(Task objective):
Print every line exactly as it appears in the material below.

(Exercise materials):
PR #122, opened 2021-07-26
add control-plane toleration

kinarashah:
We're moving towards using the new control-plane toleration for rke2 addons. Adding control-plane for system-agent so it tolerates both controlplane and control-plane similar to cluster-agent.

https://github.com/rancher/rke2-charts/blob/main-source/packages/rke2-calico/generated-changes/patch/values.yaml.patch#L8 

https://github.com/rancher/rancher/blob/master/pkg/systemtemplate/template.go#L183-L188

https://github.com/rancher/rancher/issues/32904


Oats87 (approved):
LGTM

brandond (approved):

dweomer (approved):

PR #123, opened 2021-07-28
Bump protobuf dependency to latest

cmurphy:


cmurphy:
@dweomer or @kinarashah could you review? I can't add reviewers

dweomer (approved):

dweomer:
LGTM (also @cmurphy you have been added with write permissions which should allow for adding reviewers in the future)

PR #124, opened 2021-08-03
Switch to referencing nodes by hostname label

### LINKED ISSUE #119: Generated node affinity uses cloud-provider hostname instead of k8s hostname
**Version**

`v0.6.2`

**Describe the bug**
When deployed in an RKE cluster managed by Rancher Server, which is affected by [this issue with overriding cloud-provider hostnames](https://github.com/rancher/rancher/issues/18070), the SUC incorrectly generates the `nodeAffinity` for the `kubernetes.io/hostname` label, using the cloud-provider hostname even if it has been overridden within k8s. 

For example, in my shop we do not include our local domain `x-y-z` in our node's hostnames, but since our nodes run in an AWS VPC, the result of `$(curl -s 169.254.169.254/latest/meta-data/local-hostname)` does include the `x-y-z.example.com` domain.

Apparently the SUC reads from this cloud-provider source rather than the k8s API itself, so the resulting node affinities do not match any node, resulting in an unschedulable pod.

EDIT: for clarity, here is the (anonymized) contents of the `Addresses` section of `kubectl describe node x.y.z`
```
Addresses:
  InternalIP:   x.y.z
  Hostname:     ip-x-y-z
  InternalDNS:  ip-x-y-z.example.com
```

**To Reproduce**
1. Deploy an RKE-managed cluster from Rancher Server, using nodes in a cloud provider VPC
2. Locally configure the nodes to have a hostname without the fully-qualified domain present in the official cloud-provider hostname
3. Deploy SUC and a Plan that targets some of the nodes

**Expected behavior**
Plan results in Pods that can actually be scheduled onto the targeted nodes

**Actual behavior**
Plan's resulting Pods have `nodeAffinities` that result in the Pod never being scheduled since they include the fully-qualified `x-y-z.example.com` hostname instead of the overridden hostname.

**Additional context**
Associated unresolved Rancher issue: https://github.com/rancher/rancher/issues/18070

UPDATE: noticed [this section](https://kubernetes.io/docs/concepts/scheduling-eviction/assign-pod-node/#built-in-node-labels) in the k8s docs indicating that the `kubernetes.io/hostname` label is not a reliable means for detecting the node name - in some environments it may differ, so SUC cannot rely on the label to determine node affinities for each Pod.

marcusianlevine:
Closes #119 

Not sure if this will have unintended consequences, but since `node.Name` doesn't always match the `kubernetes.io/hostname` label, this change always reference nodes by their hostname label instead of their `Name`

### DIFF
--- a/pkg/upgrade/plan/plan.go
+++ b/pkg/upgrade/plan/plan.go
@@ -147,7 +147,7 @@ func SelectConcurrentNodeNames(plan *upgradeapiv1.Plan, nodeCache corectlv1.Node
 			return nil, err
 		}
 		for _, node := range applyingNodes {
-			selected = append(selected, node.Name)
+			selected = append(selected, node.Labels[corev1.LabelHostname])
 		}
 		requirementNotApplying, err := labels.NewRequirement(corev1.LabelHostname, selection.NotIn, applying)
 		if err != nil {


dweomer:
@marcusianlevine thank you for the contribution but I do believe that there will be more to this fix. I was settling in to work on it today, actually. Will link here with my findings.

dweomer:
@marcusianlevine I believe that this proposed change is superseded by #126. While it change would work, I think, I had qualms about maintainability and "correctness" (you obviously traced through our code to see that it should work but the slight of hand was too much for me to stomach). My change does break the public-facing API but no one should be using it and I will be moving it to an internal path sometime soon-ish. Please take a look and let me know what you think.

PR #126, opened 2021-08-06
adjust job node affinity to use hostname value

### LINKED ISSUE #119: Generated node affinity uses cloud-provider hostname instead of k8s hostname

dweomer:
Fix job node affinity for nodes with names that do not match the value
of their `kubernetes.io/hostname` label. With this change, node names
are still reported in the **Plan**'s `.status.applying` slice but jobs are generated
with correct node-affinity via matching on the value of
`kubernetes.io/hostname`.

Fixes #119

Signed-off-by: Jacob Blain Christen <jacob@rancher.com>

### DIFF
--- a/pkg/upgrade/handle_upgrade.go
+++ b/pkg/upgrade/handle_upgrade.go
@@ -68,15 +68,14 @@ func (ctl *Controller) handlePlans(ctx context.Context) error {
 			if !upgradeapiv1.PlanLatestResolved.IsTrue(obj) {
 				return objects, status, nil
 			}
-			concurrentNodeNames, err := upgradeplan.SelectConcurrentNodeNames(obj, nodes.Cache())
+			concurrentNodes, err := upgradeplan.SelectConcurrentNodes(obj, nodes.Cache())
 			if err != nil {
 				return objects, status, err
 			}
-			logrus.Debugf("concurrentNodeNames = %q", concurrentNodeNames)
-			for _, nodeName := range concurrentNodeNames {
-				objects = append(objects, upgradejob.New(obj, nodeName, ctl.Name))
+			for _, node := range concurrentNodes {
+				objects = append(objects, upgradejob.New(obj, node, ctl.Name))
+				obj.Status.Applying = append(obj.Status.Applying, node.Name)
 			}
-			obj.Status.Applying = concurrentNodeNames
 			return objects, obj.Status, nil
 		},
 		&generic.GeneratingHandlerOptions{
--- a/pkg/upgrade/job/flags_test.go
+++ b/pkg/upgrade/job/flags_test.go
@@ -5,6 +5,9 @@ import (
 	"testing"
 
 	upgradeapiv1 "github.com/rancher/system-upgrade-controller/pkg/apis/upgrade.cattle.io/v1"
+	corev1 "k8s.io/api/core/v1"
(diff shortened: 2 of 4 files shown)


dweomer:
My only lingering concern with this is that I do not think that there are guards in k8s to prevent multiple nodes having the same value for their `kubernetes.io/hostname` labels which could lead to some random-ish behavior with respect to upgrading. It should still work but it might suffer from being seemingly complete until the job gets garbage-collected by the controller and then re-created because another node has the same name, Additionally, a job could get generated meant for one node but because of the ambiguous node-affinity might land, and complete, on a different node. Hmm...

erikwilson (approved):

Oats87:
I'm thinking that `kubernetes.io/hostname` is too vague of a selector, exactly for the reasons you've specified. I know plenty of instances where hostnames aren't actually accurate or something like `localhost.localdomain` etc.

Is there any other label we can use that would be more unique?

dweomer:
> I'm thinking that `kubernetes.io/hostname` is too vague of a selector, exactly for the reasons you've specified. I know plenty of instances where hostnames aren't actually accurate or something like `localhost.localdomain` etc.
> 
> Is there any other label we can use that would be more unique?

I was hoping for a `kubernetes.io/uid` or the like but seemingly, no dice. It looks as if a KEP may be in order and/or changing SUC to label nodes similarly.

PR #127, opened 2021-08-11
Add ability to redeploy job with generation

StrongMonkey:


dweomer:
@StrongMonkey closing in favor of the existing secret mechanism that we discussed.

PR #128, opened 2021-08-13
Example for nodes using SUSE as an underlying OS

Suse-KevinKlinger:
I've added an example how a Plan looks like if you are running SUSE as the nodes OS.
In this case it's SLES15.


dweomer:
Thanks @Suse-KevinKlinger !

(Output below):
PR #122, opened 2021-07-26
add control-plane toleration

kinarashah:
We're moving towards using the new control-plane toleration for rke2 addons. Adding control-plane for system-agent so it tolerates both controlplane and control-plane similar to cluster-agent.

https://github.com/rancher/rke2-charts/blob/main-source/packages/rke2-calico/generated-changes/patch/values.yaml.patch#L8 

https://github.com/rancher/rancher/blob/master/pkg/systemtemplate/template.go#L183-L188

https://github.com/rancher/rancher/issues/32904


Oats87 (approved):
LGTM

brandond (approved):

dweomer (approved):

PR #123, opened 2021-07-28
Bump protobuf dependency to latest

cmurphy:


cmurphy:
@dweomer or @kinarashah could you review? I can't add reviewers

dweomer (approved):

dweomer:
LGTM (also @cmurphy you have been added with write permissions which should allow for adding reviewers in the future)

PR #124, opened 2021-08-03
Switch to referencing nodes by hostname label

### LINKED ISSUE #119: Generated node affinity uses cloud-provider hostname instead of k8s hostname
**Version**

`v0.6.2`

**Describe the bug**
When deployed in an RKE cluster managed by Rancher Server, which is affected by [this issue with overriding cloud-provider hostnames](https://github.com/rancher/rancher/issues/18070), the SUC incorrectly generates the `nodeAffinity` for the `kubernetes.io/hostname` label, using the cloud-provider hostname even if it has been overridden within k8s. 

For example, in my shop we do not include our local domain `x-y-z` in our node's hostnames, but since our nodes run in an AWS VPC, the result of `$(curl -s 169.254.169.254/latest/meta-data/local-hostname)` does include the `x-y-z.example.com` domain.

Apparently the SUC reads from this cloud-provider source rather than the k8s API itself, so the resulting node affinities do not match any node, resulting in an unschedulable pod.

EDIT: for clarity, here is the (anonymized) contents of the `Addresses` section of `kubectl describe node x.y.z`
```
Addresses:
  InternalIP:   x.y.z
  Hostname:     ip-x-y-z
  InternalDNS:  ip-x-y-z.example.com
```

**To Reproduce**
1. Deploy an RKE-managed cluster from Rancher Server, using nodes in a cloud provider VPC
2. Locally configure the nodes to have a hostname without the fully-qualified domain present in the official cloud-provider hostname
3. Deploy SUC and a Plan that targets some of the nodes

**Expected behavior**
Plan results in Pods that can actually be scheduled onto the targeted nodes

**Actual behavior**
Plan's resulting Pods have `nodeAffinities` that result in the Pod never being scheduled since they include the fully-qualified `x-y-z.example.com` hostname instead of the overridden hostname.

**Additional context**
Associated unresolved Rancher issue: https://github.com/rancher/rancher/issues/18070

UPDATE: noticed [this section](https://kubernetes.io/docs/concepts/scheduling-eviction/assign-pod-node/#built-in-node-labels) in the k8s docs indicating that the `kubernetes.io/hostname` label is not a reliable means for detecting the node name - in some environments it may differ, so SUC cannot rely on the label to determine node affinities for each Pod.

marcusianlevine:
Closes #119 

Not sure if this will have unintended consequences, but since `node.Name` doesn't always match the `kubernetes.io/hostname` label, this change always reference nodes by their hostname label instead of their `Name`

### DIFF
--- a/pkg/upgrade/plan/plan.go
+++ b/pkg/upgrade/plan/plan.go
@@ -147,7 +147,7 @@ func SelectConcurrentNodeNames(plan *upgradeapiv1.Plan, nodeCache corectlv1.Node
 			return nil, err
 		}
 		for _, node := range applyingNodes {
-			selected = append(selected, node.Name)
+			selected = append(selected, node.Labels[corev1.LabelHostname])
 		}
 		requirementNotApplying, err := labels.NewRequirement(corev1.LabelHostname, selection.NotIn, applying)
 		if err != nil {


dweomer:
@marcusianlevine thank you for the contribution but I do believe that there will be more to this fix. I was settling in to work on it today, actually. Will link here with my findings.

dweomer:
@marcusianlevine I believe that this proposed change is superseded by #126. While it change would work, I think, I had qualms about maintainability and "correctness" (you obviously traced through our code to see that it should work but the slight of hand was too much for me to stomach). My change does break the public-facing API but no one should be using it and I will be moving it to an internal path sometime soon-ish. Please take a look and let me know what you think.

PR #126, opened 2021-08-06
adjust job node affinity to use hostname value

### LINKED ISSUE #119: Generated node affinity uses cloud-provider hostname instead of k8s hostname

dweomer:
Fix job node affinity for nodes with names that do not match the value
of their `kubernetes.io/hostname` label. With this change, node names
are still reported in the **Plan**'s `.status.applying` slice but jobs are generated
with correct node-affinity via matching on the value of
`kubernetes.io/hostname`.

Fixes #119

Signed-off-by: Jacob Blain Christen <jacob@rancher.com>

### DIFF
--- a/pkg/upgrade/handle_upgrade.go
+++ b/pkg/upgrade/handle_upgrade.go
@@ -68,15 +68,14 @@ func (ctl *Controller) handlePlans(ctx context.Context) error {
 			if !upgradeapiv1.PlanLatestResolved.IsTrue(obj) {
 				return objects, status, nil
 			}
-			concurrentNodeNames, err := upgradeplan.SelectConcurrentNodeNames(obj, nodes.Cache())
+			concurrentNodes, err := upgradeplan.SelectConcurrentNodes(obj, nodes.Cache())
 			if err != nil {
 				return objects, status, err
 			}
-			logrus.Debugf("concurrentNodeNames = %q", concurrentNodeNames)
-			for _, nodeName := range concurrentNodeNames {
-				objects = append(objects, upgradejob.New(obj, nodeName, ctl.Name))
+			for _, node := range concurrentNodes {
+				objects = append(objects, upgradejob.New(obj, node, ctl.Name))
+				obj.Status.Applying = append(obj.Status.Applying, node.Name)
 			}
-			obj.Status.Applying = concurrentNodeNames
 			return objects, obj.Status, nil
 		},
 		&generic.GeneratingHandlerOptions{
--- a/pkg/upgrade/job/flags_test.go
+++ b/pkg/upgrade/job/flags_test.go
@@ -5,6 +5,9 @@ import (
 	"testing"
 
 	upgradeapiv1 "github.com/rancher/system-upgrade-controller/pkg/apis/upgrade.cattle.io/v1"
+	corev1 "k8s.io/api/core/v1"
(diff shortened: 2 of 4 files shown)


dweomer:
My only lingering concern with this is that I do not think that there are guards in k8s to prevent multiple nodes having the same value for their `kubernetes.io/hostname` labels which could lead to some random-ish behavior with respect to upgrading. It should still work but it might suffer from being seemingly complete until the job gets garbage-collected by the controller and then re-created because another node has the same name, Additionally, a job could get generated meant for one node but because of the ambiguous node-affinity might land, and complete, on a different node. Hmm...

erikwilson (approved):

Oats87:
I'm thinking that `kubernetes.io/hostname` is too vague of a selector, exactly for the reasons you've specified. I know plenty of instances where hostnames aren't actually accurate or something like `localhost.localdomain` etc.

Is there any other label we can use that would be more unique?

dweomer:
> I'm thinking that `kubernetes.io/hostname` is too vague of a selector, exactly for the reasons you've specified. I know plenty of instances where hostnames aren't actually accurate or something like `localhost.localdomain` etc.
> 
> Is there any other label we can use that would be more unique?

I was hoping for a `kubernetes.io/uid` or the like but seemingly, no dice. It looks as if a KEP may be in order and/or changing SUC to label nodes similarly.

PR #127, opened 2021-08-11
Add ability to redeploy job with generation

StrongMonkey:


dweomer:
@StrongMonkey closing in favor of the existing secret mechanism that we discussed.

PR #128, opened 2021-08-13
Example for nodes using SUSE as an underlying OS

Suse-KevinKlinger:
I've added an example how a Plan looks like if you are running SUSE as the nodes OS.
In this case it's SLES15.


dweomer:
Thanks @Suse-KevinKlinger !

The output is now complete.